> **THE TASK**
From the records below, extract only the lines running from the line with "text file (#1353)" to the line with "Will try to", both lines included, reproducing them exactly.

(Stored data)

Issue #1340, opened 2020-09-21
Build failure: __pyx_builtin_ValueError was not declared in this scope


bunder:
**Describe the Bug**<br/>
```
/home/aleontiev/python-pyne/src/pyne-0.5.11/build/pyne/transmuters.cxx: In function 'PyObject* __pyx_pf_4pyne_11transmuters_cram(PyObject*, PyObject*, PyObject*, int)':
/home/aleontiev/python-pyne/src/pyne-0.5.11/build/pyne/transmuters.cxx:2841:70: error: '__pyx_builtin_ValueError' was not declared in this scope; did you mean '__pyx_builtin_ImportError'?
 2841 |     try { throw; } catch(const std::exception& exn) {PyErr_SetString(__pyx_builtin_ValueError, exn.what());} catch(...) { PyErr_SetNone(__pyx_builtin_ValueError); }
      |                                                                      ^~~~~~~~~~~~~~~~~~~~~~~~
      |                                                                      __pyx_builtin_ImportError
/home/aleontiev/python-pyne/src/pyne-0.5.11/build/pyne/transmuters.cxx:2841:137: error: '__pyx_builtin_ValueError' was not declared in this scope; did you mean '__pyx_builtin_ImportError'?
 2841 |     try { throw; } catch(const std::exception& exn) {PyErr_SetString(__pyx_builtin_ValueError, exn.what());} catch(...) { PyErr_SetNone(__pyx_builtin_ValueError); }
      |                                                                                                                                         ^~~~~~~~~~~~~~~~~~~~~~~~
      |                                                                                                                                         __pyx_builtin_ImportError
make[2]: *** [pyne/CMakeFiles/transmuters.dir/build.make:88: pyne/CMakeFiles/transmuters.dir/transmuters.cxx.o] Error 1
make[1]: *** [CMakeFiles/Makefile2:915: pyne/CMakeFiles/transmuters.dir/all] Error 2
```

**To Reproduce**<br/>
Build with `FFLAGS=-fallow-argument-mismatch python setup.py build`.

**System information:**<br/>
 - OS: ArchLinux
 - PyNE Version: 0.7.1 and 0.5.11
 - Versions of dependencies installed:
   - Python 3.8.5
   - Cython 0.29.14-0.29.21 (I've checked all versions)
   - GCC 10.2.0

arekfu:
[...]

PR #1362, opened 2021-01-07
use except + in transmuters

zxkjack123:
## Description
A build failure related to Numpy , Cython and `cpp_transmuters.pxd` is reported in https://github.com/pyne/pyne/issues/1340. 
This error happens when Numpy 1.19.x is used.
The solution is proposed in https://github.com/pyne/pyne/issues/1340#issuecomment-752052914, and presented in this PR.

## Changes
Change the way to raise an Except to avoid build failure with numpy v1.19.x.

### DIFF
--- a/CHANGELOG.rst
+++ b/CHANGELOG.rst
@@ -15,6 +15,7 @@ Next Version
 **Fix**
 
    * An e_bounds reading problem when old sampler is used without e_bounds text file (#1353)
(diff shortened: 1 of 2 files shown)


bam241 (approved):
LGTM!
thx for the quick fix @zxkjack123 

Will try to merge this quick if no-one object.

---

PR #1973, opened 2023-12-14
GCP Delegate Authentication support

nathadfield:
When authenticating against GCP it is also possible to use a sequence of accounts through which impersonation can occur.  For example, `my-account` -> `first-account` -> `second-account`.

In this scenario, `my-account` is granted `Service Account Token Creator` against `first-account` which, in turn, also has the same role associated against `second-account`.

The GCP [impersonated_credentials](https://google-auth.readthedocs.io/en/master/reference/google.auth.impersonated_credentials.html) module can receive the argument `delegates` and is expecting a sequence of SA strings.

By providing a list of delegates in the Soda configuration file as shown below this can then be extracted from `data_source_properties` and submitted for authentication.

> **TASK OUTPUT**
    * An e_bounds reading problem when old sampler is used without e_bounds text file (#1353)
(diff shortened: 1 of 2 files shown)


bam241 (approved):
LGTM!
thx for the quick fix @zxkjack123 

Will try to merge this quick if no-one object.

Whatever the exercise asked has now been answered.